Provided data Start Marker
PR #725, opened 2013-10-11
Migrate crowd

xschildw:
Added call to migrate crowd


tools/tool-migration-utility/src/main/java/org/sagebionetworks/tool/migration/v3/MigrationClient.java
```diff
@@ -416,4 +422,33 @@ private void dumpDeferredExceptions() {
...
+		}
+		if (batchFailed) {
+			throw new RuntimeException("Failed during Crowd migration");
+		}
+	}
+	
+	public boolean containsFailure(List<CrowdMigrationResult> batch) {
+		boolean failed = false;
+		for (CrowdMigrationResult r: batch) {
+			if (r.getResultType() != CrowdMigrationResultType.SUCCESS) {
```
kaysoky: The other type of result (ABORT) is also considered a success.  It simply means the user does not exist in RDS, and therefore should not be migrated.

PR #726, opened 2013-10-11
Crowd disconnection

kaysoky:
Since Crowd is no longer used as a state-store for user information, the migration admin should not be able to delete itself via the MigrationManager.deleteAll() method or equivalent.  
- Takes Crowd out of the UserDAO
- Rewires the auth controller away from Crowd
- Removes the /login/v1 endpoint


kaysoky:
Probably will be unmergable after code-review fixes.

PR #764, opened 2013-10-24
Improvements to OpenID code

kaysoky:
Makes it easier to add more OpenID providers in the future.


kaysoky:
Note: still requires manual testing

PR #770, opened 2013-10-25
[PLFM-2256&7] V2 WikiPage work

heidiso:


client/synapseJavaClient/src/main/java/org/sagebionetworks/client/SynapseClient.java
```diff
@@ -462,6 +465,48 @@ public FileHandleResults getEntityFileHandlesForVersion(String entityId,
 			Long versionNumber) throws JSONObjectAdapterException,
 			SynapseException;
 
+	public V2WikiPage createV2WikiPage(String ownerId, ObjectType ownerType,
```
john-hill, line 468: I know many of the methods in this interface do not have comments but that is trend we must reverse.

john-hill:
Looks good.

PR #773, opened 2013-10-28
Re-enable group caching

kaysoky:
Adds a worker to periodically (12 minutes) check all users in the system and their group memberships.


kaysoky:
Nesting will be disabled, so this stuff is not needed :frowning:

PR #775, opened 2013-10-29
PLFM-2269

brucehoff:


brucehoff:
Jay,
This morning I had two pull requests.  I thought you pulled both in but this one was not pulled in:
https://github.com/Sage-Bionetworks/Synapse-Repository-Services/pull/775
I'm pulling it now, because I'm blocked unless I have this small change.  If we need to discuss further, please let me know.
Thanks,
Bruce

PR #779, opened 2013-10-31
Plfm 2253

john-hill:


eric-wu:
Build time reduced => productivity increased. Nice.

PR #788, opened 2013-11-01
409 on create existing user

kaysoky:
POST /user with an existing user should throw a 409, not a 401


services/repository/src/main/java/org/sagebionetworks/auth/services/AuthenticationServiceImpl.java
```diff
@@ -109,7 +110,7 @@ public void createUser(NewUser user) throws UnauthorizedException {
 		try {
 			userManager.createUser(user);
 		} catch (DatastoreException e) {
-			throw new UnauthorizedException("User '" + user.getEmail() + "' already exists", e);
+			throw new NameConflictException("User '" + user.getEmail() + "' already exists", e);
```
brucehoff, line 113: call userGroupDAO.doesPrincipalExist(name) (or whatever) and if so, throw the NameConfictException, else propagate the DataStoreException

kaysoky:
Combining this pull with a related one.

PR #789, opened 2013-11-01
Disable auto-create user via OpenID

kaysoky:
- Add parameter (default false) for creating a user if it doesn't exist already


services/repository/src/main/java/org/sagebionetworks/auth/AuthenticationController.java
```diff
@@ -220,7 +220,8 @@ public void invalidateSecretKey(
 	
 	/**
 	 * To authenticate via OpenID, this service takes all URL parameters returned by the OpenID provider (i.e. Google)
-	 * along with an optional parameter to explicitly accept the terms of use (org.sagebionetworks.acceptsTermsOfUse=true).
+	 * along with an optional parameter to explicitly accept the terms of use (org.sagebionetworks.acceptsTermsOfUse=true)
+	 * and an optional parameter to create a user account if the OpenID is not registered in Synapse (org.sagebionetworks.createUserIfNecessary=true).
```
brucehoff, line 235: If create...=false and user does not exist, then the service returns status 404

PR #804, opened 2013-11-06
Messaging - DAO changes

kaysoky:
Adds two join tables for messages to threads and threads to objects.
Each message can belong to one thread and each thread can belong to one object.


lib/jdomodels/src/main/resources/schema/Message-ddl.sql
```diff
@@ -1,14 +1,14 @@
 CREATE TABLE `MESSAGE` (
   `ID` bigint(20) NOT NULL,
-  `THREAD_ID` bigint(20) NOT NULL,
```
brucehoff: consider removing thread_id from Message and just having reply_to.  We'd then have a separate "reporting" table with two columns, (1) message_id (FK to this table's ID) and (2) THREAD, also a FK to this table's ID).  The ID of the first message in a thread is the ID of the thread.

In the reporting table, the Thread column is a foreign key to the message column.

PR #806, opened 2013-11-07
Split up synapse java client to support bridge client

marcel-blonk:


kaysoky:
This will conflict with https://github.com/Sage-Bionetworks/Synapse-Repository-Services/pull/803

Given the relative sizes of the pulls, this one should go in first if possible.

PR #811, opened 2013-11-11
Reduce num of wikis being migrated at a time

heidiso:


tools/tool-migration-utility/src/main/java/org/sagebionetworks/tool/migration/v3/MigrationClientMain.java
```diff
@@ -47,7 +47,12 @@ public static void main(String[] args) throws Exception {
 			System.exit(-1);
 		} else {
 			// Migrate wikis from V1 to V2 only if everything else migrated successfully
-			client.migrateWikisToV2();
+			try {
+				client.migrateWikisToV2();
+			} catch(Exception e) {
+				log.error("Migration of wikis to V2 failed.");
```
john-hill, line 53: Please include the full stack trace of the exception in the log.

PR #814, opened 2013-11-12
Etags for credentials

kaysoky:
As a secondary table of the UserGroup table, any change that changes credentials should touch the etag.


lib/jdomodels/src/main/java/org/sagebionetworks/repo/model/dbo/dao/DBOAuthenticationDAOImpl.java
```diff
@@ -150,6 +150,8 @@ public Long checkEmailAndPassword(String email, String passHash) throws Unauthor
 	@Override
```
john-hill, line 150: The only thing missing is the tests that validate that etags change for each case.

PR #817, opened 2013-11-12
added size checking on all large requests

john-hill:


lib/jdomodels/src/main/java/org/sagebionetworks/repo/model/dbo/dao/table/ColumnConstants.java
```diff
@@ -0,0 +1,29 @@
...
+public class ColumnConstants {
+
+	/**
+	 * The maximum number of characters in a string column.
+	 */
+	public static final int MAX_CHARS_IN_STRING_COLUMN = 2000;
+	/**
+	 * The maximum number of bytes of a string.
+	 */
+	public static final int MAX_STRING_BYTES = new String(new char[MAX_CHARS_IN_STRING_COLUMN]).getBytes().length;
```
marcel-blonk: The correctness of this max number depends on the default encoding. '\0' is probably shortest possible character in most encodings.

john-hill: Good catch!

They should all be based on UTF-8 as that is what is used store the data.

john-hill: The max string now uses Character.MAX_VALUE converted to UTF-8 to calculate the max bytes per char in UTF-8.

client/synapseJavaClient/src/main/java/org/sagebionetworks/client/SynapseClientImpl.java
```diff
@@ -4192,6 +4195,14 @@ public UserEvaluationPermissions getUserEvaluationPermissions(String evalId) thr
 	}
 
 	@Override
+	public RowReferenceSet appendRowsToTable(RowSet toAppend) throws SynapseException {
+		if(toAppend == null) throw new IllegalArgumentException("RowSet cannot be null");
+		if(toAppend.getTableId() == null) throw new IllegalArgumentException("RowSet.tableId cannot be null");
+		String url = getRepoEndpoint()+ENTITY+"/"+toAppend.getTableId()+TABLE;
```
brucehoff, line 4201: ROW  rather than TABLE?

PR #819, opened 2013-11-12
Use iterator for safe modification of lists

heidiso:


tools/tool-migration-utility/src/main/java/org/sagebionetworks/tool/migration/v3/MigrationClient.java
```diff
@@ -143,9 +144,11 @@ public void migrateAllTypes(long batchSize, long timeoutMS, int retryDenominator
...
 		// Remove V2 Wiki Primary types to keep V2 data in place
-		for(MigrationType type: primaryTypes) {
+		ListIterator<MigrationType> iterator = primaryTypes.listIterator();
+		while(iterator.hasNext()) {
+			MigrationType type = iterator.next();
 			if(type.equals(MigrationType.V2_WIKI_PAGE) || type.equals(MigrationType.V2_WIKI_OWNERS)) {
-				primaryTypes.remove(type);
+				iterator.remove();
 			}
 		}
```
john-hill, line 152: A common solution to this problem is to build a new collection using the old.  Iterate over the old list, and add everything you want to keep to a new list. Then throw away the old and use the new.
Provided data End Marker
Provided data Start Marker
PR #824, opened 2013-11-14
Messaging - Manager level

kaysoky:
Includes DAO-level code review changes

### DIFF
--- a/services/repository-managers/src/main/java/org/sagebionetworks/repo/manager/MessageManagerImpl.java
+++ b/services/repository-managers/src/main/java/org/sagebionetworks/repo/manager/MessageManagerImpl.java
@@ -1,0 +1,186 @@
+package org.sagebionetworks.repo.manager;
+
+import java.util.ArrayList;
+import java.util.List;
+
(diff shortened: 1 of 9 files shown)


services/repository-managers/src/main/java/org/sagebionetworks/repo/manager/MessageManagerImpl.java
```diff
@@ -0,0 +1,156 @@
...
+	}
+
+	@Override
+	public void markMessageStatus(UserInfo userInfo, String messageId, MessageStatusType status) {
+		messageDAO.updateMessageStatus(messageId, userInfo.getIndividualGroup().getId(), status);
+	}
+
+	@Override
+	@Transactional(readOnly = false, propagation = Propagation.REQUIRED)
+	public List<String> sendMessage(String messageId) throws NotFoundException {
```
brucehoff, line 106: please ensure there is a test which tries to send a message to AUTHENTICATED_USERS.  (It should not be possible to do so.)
Provided data End Marker
Provided data Start Marker
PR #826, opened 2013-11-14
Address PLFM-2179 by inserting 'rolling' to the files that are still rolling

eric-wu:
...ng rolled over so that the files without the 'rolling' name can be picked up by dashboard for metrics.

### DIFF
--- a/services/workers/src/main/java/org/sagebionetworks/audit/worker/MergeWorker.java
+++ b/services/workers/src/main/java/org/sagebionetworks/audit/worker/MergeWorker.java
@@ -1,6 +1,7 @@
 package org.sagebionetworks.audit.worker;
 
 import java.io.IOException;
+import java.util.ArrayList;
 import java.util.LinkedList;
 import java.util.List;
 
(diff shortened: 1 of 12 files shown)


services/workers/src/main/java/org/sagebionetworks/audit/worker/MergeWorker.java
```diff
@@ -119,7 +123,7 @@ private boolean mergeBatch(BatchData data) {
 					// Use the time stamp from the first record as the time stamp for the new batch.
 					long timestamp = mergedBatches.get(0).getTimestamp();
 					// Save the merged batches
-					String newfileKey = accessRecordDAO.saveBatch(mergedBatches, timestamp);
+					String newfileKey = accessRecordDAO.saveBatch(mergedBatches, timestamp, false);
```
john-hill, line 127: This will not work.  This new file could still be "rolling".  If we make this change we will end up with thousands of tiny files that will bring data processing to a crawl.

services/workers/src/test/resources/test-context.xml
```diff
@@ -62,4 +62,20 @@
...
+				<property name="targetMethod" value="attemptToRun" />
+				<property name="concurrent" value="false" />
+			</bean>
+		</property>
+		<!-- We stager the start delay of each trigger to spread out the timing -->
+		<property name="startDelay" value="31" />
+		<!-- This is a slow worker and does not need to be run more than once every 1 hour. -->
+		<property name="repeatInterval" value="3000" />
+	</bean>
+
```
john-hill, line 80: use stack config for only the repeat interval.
Provided data End Marker
Work to be completed → Write out every line of the preceding listing that contains "keep".

Result →
 		// Remove V2 Wiki Primary types to keep V2 data in place
john-hill, line 152: A common solution to this problem is to build a new collection using the old.  Iterate over the old list, and add everything you want to keep to a new list. Then throw away the old and use the new.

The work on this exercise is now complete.